• _Task prompt_: Of the lines below, report only those that contain "ittaiz".

• _Records supplied_:
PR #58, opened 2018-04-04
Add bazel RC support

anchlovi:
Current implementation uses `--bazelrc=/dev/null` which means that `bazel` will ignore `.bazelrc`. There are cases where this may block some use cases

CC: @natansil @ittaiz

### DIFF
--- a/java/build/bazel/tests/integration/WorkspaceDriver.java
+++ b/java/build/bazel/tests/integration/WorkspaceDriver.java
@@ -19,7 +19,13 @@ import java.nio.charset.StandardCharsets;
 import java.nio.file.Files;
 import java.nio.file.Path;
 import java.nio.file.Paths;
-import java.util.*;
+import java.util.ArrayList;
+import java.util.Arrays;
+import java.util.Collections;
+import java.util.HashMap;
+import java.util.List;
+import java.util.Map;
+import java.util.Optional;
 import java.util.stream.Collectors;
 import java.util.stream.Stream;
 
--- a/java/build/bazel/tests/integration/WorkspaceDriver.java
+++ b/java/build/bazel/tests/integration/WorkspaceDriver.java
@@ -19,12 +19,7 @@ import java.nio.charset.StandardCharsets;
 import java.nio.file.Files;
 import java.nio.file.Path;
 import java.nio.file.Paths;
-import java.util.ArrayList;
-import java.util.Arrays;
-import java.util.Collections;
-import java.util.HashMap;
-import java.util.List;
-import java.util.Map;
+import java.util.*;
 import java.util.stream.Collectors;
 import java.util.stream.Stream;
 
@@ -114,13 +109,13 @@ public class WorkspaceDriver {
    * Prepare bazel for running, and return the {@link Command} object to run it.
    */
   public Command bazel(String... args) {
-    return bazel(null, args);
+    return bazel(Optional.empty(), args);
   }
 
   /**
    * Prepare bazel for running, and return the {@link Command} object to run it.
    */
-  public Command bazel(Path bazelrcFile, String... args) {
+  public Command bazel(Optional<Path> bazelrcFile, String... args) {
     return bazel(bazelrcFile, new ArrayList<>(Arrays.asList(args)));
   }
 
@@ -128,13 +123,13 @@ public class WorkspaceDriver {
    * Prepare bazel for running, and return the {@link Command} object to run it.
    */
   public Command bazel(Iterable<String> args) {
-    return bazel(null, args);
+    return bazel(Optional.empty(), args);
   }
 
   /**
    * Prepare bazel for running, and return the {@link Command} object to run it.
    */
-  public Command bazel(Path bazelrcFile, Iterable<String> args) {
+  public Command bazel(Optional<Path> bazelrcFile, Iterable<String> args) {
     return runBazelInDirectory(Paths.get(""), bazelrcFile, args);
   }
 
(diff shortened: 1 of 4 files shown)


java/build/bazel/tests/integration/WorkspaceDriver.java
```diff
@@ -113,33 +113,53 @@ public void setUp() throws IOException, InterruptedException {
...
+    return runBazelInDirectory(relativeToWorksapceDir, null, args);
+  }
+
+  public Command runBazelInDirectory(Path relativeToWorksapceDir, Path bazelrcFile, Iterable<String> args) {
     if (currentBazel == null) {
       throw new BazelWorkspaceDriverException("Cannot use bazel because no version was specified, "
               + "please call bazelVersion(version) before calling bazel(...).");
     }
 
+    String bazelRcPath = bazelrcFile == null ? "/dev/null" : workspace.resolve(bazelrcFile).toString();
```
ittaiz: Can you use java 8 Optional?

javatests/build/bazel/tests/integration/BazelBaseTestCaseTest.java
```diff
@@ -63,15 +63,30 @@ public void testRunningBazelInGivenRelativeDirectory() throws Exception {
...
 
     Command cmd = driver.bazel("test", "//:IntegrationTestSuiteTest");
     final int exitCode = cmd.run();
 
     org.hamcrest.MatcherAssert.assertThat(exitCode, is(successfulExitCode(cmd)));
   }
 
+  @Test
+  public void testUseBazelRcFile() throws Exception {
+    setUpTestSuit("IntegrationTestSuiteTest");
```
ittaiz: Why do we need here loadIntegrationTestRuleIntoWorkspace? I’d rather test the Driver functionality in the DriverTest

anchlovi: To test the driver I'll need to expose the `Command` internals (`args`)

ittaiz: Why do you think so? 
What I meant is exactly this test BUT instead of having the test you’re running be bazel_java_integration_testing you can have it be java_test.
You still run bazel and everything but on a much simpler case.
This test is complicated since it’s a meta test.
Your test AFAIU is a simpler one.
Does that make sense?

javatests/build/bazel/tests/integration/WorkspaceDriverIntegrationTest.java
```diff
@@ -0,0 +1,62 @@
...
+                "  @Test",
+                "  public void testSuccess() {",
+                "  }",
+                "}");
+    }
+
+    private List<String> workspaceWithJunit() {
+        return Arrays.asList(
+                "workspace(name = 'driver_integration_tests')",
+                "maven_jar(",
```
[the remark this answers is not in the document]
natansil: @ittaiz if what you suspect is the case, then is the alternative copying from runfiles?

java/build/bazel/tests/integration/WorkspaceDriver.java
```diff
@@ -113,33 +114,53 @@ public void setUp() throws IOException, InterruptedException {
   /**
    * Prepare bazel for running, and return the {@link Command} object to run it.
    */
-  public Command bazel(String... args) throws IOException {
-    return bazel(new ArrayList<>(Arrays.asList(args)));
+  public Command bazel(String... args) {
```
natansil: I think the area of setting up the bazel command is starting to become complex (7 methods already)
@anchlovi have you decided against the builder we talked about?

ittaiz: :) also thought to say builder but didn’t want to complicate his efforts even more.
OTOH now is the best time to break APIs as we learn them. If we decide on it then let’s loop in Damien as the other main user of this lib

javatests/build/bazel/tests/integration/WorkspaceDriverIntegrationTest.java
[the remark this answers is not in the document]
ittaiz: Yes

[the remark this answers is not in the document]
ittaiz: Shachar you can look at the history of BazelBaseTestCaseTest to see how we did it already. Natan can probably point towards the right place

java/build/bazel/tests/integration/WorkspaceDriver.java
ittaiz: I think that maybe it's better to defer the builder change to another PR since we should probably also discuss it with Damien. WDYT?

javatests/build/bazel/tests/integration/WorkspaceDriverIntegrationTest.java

• _Your solution_:
CC: @natansil @ittaiz
ittaiz: Can you use java 8 Optional?
ittaiz: Why do we need here loadIntegrationTestRuleIntoWorkspace? I’d rather test the Driver functionality in the DriverTest
ittaiz: Why do you think so? 
natansil: @ittaiz if what you suspect is the case, then is the alternative copying from runfiles?
ittaiz: :) also thought to say builder but didn’t want to complicate his efforts even more.
ittaiz: Yes
ittaiz: Shachar you can look at the history of BazelBaseTestCaseTest to see how we did it already. Natan can probably point towards the right place
ittaiz: I think that maybe it's better to defer the builder change to another PR since we should probably also discuss it with Damien. WDYT?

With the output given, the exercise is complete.